▸ ABOUT THIS EXERCISE
Could you copy out every line of the data where the word "https" occurs?

▸ Dataset entries
=-=-=

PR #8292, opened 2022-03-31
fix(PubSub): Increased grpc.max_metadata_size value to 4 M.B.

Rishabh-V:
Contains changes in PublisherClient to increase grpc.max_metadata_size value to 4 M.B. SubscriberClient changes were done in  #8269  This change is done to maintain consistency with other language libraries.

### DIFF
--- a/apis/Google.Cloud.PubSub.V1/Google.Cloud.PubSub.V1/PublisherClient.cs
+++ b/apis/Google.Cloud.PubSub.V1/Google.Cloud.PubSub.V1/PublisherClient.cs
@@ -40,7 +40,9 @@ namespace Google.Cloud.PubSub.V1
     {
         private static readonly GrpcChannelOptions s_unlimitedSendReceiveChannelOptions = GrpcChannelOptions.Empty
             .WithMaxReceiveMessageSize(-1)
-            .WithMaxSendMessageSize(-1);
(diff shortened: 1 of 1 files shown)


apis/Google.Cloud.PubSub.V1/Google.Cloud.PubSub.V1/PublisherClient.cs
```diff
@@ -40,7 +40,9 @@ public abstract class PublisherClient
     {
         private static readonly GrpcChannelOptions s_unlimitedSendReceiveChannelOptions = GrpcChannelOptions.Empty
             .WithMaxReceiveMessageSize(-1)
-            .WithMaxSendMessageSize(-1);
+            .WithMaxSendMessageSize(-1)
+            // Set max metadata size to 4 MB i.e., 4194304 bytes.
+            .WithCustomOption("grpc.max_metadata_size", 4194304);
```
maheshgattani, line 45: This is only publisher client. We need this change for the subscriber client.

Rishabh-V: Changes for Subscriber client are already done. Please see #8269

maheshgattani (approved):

=-=-=

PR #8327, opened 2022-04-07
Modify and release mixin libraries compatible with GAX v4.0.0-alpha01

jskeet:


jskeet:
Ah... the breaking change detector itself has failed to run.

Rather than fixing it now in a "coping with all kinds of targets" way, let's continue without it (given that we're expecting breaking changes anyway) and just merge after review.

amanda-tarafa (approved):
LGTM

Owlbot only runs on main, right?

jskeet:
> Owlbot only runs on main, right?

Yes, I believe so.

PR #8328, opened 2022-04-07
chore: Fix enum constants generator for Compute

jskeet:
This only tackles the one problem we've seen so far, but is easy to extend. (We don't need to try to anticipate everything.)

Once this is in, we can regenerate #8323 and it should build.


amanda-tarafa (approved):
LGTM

=-=-=

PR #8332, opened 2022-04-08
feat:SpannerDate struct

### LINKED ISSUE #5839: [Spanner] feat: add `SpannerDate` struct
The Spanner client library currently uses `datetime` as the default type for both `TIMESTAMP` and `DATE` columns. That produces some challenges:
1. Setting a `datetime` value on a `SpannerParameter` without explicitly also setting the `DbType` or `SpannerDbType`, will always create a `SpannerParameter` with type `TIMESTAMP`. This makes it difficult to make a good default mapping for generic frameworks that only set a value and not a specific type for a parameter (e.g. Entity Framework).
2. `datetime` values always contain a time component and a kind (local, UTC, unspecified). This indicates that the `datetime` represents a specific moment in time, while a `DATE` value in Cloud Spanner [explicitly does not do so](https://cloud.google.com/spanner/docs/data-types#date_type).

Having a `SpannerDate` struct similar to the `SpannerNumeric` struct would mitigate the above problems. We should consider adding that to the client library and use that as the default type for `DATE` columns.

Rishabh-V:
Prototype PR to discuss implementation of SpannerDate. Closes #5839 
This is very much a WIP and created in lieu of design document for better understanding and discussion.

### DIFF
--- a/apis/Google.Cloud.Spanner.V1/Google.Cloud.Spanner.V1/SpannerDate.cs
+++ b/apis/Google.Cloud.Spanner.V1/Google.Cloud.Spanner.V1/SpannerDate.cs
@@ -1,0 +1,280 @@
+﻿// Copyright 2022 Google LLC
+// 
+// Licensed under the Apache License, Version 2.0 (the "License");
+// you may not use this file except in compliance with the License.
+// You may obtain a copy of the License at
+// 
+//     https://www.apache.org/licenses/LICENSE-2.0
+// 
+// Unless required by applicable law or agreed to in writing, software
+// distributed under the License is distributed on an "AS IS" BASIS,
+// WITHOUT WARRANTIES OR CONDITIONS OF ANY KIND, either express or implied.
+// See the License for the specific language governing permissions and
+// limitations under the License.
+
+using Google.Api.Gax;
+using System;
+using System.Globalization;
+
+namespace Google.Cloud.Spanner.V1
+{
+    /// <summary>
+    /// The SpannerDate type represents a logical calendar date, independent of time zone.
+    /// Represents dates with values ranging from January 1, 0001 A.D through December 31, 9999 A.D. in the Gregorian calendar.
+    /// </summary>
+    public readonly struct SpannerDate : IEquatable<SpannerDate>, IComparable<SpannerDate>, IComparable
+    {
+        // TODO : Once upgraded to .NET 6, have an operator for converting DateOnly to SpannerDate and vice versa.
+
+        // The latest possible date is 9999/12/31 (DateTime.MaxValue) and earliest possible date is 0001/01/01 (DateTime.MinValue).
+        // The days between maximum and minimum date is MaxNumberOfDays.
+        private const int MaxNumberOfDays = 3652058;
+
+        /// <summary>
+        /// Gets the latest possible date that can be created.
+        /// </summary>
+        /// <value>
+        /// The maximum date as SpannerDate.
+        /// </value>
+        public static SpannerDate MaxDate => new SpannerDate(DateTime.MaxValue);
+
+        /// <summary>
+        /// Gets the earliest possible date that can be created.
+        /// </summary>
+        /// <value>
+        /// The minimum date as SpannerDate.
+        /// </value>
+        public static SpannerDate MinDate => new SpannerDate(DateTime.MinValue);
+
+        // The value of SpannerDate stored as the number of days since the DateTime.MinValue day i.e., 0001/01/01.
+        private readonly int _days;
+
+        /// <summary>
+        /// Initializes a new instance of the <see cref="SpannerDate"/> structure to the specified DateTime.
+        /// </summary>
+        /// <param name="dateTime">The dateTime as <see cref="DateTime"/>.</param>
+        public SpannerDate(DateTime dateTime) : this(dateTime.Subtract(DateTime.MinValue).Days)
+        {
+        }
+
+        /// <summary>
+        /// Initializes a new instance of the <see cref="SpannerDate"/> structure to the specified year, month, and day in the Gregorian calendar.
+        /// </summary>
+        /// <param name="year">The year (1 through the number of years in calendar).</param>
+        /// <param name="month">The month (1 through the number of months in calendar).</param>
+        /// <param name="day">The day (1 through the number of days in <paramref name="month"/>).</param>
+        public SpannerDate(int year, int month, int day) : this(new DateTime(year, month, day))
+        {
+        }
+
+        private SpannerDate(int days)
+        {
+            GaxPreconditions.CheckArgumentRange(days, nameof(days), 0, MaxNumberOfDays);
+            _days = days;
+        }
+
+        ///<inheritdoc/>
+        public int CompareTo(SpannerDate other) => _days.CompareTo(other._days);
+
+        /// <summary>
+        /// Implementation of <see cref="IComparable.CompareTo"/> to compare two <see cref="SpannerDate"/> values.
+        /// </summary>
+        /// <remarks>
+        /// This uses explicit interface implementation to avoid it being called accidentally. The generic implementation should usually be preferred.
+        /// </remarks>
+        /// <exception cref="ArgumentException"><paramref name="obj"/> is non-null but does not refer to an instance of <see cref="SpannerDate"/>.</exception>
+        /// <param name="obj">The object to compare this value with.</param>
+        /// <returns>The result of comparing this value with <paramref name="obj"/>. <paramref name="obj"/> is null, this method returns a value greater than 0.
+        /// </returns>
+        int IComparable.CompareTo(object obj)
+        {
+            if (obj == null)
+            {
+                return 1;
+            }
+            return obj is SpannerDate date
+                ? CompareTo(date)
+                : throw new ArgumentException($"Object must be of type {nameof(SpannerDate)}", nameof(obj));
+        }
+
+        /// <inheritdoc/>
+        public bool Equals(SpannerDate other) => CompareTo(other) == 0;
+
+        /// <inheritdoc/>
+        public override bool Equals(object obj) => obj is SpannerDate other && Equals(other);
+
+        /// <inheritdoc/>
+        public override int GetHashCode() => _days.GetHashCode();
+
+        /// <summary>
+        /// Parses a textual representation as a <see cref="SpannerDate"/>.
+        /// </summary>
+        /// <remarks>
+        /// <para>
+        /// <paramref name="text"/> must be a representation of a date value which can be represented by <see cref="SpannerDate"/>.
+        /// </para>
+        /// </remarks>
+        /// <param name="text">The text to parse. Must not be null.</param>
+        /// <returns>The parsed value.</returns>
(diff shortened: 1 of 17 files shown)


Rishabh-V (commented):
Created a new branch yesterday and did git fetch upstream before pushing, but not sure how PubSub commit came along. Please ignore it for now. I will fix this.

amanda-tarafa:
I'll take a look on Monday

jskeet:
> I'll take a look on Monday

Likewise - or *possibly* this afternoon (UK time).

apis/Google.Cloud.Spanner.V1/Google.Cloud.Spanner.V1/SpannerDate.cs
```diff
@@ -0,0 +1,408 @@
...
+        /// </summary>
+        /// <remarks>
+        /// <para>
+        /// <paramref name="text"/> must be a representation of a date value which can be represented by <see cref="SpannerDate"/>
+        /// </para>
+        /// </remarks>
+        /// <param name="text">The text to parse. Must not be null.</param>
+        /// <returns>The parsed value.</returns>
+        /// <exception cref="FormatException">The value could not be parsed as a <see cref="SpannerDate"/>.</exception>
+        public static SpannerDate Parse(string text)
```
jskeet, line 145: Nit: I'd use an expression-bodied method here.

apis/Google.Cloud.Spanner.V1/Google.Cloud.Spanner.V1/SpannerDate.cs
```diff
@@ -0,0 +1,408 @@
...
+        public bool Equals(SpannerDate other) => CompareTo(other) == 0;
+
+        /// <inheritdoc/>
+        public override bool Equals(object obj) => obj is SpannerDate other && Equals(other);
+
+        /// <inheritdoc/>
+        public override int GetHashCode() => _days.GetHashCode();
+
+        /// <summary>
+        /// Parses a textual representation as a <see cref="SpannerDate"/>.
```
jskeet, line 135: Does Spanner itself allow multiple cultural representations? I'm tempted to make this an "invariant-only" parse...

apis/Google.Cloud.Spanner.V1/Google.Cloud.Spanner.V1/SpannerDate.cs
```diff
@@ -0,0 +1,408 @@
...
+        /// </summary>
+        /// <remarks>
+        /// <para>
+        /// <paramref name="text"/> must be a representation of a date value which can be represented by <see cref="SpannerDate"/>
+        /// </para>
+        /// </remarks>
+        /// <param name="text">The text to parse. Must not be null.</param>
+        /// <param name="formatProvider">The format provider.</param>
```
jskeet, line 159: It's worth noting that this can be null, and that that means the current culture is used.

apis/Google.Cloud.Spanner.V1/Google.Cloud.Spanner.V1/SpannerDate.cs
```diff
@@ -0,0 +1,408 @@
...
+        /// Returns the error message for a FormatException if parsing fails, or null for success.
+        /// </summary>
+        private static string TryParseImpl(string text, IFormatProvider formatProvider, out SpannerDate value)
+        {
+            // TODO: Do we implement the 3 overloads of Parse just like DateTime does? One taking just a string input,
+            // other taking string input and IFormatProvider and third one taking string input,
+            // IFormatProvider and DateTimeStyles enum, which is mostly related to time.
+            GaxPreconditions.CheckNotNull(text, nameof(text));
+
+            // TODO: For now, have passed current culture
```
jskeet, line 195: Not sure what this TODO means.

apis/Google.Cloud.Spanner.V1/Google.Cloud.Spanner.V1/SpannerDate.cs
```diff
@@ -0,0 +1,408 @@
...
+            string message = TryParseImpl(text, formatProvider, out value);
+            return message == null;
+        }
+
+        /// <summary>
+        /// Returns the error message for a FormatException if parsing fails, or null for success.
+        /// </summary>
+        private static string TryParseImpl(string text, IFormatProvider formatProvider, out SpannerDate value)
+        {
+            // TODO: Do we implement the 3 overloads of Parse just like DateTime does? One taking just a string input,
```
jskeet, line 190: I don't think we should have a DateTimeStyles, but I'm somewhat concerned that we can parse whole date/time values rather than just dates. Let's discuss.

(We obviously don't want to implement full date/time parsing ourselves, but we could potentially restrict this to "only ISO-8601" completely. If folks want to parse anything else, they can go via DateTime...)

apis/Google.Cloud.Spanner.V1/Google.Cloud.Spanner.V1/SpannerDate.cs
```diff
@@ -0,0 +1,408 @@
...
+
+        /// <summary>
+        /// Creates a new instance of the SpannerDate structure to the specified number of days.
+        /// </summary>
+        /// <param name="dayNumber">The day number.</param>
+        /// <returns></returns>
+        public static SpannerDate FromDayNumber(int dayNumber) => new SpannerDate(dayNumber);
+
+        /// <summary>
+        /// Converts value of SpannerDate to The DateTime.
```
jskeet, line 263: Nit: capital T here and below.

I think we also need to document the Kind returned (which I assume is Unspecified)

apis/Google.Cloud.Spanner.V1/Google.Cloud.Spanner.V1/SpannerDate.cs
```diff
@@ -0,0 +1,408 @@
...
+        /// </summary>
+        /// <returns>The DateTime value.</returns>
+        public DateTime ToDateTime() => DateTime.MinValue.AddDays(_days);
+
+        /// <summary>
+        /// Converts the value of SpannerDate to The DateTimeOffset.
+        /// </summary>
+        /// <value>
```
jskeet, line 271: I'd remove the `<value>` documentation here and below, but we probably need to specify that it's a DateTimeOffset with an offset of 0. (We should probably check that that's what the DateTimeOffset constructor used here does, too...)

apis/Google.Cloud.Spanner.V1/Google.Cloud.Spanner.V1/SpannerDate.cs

=-=-=

▸ RESULT FOR THIS EXERCISE
2. `datetime` values always contain a time component and a kind (local, UTC, unspecified). This indicates that the `datetime` represents a specific moment in time, while a `DATE` value in Cloud Spanner [explicitly does not do so](https://cloud.google.com/spanner/docs/data-types#date_type).
+//     https://www.apache.org/licenses/LICENSE-2.0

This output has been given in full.